What is 22q11.2 Deletion Syndrome?
Also known as DiGeorge Syndrome and Velo Cardio Facial Syndrome (VCFS)
22q11.2 Deletion Syndrome (22q) is a relatively common genetic occurrence that appears equally among males and females and across all racial backgrounds. In most cases 22q appears sporadically and babies born with it have no family history of this syndrome. There is nothing a parent did or didn’t do to cause the syndrome. However, people with 22q have a 50% chance of passing it on to their children. That is how my father passed it on to me and my siblings and I passed it on to my daughter.

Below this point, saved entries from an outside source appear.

PR #691, opened 2025-10-23
Add new PDF features to the PDF feature page

marco-c:
Fixes part of https://github.com/mozilla/bedrock/issues/15977

This is at least adding the missing features to the page, but I think we should definitely refresh this page.


l10n/en/firefox/features/pdf-editor-2023.ftl
```diff
@@ -18,9 +18,13 @@ pdf-editor-weve-all-faced-this-you-need-to = We’ve all faced this: you need to
 pdf-editor-no-more-now-all-you-need-to-do = No more! Now, all you need to do is edit the PDF online with { -brand-name-firefox }, save it, and email it from your computer.
 pdf-editor-add-text = Add text
 pdf-editor-open-the-pdf-in-firefox-click-text = Open the PDF in { -brand-name-firefox }. Click the Text button to choose a color and text size before selecting where on the document you wish to add text. It’s that easy!
-pdf-editor-add-drawings-or-your-signature = Add drawings (or your signature)
-pdf-editor-open-the-pdf-in-firefox-click-draw = Open the PDF in { -brand-name-firefox }. Click the Draw icon to choose a color, thickness and opacity before then being able to draw on the document. It probably won’t be any messier than your usual signature!
+pdf-editor-add-drawings = Add drawings
+pdf-editor-open-the-pdf-in-firefox-click-draw2 = Open the PDF in { -brand-name-firefox }. Click the Draw icon to choose a color, thickness and opacity before then being able to draw on the document.
```
maureenlholland:
```suggestion
pdf-editor-open-the-pdf-in-firefox-click-draw-to-choose = Open the PDF in { -brand-name-firefox }. Click the Draw icon to choose a color, thickness and opacity before then being able to draw on the document.
```

**blocking**: we either version strings to provide a fallback or remove strings and provide new non-versioned strings https://mozmeao.github.io/platform-docs/l10n/?h=fluent#obsolete-strings 

In this case, it looks like we want to remove, so let's provide a non-versioned ID

**blocking**: we either version strings to provide a fallback or remove strings and provide new non-versioned strings https://mozmeao.github.io/platform-docs/l10n/?h=fluent#obsolete-strings 

In this case, it looks like we want to remove, so let's

maureenlholland (approved):
r+ thanks again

The common traits in our family is hypocalciuma and Low Iron. We all have our thryoids tested and functioning fully. We have all had test after test and each of us have different treatments because it affects even those of in the same family different which is why I advocate for newborn screening of Chromosomal disorders. Early testing and prevention is key to understanding.
22q11.2 Deletion Syndrome
This syndrome is caused by a very small piece of genetic material, or genes, missing from the long arm (known as the “q” arm) of the 22nd chromosome. The name 22q11.2 actually describes the location of the missing genes. This micro deletion is associated with 185 conditions that can affect nearly every system in the body. While conditions associated with the syndrome vary widely from person to person, some of the more common findings include: Some of the most common characteristics include: Ptosis (droopy eyelid), a pointed chin, prominent poorly formed ears, puffy hands, thin flaky toenails, wide nasal bridge, hypotonia (poor muscle tone), tendency to overheat, and lack of perspiration. Behavioral characteristics include chewing on nonfood items (clothing, bedding, toys) – teeth grinding, tongue thrusting, hair pulling, aversion to clothes, decreased the perception of pain and anxiety in social situations. Many children fall somewhere in the autism spectrum. Some medical issues include seizures, chronic diarrhea, macrocephaly, reactive airway disease (asthma). Very few of the children have speech or toilet training skills.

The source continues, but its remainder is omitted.